[Source data]
--- START ---
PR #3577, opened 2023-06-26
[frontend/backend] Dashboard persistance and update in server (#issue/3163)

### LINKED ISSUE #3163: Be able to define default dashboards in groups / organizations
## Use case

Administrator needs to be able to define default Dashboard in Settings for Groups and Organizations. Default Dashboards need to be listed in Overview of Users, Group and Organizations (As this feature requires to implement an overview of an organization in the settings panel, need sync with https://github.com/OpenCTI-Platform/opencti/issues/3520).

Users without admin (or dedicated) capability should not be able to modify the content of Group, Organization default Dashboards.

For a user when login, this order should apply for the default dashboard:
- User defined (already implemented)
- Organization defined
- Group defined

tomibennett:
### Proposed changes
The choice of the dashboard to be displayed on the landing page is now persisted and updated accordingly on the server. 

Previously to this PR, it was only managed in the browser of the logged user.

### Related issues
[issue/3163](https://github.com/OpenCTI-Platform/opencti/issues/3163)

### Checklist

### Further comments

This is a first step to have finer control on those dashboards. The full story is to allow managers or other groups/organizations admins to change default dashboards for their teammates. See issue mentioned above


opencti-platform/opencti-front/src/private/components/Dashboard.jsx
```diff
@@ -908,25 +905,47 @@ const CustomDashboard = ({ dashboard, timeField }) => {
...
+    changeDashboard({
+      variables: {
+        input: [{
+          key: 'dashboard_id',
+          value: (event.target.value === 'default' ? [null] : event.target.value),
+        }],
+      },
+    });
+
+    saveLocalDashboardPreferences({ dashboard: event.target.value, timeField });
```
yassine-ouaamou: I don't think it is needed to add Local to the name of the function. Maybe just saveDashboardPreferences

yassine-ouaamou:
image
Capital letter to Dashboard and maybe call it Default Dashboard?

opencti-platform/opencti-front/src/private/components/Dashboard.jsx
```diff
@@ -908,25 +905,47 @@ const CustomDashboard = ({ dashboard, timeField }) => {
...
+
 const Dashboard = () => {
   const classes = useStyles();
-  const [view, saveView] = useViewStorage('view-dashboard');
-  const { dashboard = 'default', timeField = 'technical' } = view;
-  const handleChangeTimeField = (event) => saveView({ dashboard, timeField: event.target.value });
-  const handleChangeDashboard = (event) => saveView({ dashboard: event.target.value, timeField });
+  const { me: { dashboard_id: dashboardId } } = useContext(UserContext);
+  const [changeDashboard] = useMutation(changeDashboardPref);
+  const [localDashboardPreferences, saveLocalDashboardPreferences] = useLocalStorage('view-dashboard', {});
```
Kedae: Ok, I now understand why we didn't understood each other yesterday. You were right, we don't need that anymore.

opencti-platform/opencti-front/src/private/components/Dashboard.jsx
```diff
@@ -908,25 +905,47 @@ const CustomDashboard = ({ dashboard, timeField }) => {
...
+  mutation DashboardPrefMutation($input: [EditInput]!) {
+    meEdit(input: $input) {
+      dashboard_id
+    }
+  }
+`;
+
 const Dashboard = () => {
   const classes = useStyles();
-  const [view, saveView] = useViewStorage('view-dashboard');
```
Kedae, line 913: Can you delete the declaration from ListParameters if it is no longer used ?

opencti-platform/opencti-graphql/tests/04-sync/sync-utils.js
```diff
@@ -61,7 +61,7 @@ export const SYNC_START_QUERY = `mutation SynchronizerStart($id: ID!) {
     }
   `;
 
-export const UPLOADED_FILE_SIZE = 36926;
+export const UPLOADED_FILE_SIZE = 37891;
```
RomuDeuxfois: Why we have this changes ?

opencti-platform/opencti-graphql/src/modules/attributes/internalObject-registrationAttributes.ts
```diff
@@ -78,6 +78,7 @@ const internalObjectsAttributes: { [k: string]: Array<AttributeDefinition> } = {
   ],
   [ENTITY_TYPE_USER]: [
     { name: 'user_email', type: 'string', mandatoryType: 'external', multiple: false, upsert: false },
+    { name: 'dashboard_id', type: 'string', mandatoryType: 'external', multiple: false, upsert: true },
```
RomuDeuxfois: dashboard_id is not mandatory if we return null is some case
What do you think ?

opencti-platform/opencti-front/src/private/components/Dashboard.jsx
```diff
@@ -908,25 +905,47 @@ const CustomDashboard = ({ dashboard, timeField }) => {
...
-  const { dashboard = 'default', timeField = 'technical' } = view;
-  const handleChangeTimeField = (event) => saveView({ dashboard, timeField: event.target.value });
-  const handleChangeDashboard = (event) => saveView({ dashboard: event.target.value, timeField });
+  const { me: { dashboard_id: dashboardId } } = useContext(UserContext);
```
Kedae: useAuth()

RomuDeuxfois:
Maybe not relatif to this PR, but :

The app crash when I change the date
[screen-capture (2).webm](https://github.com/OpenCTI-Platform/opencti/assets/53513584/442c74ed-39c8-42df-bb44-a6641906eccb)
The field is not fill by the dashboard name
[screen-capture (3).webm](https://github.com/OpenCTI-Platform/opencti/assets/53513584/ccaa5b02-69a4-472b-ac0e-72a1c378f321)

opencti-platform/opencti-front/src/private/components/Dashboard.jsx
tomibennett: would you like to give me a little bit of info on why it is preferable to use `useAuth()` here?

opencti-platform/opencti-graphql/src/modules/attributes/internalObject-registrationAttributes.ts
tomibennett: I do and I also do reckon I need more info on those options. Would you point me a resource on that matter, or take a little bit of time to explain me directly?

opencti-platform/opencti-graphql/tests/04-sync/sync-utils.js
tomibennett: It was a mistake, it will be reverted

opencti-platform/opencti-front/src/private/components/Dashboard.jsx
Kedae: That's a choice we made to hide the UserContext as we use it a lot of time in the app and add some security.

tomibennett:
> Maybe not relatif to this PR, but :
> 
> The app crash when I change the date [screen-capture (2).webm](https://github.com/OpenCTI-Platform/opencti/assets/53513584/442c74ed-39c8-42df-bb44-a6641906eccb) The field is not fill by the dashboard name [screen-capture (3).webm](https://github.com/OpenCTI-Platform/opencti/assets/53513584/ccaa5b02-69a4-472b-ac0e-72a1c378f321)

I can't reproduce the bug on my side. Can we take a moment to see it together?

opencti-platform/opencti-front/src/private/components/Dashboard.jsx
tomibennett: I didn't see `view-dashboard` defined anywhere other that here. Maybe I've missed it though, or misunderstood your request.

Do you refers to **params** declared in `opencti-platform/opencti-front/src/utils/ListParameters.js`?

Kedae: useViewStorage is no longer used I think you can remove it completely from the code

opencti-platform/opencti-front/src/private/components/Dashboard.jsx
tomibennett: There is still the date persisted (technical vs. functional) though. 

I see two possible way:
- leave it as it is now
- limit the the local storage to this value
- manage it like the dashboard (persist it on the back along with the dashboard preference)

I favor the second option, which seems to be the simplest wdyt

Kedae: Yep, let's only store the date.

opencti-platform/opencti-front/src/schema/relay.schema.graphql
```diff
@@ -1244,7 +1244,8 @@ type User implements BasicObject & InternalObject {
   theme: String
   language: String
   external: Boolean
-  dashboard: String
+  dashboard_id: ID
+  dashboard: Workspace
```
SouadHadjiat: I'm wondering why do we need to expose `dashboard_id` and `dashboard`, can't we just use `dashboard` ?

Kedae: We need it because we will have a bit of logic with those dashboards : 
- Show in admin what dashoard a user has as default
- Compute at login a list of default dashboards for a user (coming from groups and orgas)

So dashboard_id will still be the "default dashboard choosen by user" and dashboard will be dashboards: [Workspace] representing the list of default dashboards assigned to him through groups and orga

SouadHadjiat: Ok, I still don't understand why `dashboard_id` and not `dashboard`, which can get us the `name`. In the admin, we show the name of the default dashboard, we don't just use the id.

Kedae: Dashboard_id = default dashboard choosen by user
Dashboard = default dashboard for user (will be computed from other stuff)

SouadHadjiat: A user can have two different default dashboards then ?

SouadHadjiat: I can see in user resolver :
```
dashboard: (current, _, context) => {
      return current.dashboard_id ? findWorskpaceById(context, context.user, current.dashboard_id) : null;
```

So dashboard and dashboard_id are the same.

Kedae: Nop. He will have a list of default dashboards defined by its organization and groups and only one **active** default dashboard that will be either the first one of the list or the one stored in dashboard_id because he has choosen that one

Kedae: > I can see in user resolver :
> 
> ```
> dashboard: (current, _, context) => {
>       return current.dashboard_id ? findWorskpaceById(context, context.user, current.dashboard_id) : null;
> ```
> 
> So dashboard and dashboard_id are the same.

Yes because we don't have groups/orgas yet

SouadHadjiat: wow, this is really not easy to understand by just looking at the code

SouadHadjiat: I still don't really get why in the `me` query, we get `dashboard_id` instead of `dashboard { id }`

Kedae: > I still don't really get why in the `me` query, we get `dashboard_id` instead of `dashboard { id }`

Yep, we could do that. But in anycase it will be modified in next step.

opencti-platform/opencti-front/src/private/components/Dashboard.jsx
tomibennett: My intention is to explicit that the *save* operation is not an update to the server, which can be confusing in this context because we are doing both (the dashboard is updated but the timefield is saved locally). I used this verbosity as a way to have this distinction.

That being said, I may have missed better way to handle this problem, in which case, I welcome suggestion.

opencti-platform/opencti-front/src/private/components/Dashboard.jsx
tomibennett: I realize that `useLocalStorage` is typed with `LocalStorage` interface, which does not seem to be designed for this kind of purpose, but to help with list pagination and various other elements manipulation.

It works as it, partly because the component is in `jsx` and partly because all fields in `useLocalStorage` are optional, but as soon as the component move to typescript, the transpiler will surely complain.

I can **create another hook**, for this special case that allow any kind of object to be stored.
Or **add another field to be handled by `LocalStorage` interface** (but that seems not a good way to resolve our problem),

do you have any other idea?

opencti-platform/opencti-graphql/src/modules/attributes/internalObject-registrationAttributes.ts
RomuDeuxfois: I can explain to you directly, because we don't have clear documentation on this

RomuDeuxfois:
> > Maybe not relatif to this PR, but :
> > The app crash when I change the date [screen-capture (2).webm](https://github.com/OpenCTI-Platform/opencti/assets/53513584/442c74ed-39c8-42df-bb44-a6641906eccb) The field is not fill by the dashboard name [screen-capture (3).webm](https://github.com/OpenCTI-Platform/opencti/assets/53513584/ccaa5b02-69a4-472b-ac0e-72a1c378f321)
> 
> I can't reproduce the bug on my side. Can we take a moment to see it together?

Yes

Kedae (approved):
--- END ---
Pull out all lines containing the word "only" from the entries above.

→ **The completed task**
Previously to this PR, it was only managed in the browser of the logged user.
Kedae: Yep, let's only store the date.
Kedae: Nop. He will have a list of default dashboards defined by its organization and groups and only one **active** default dashboard that will be either the first one of the list or the one stored in dashboard_id because he has choosen that one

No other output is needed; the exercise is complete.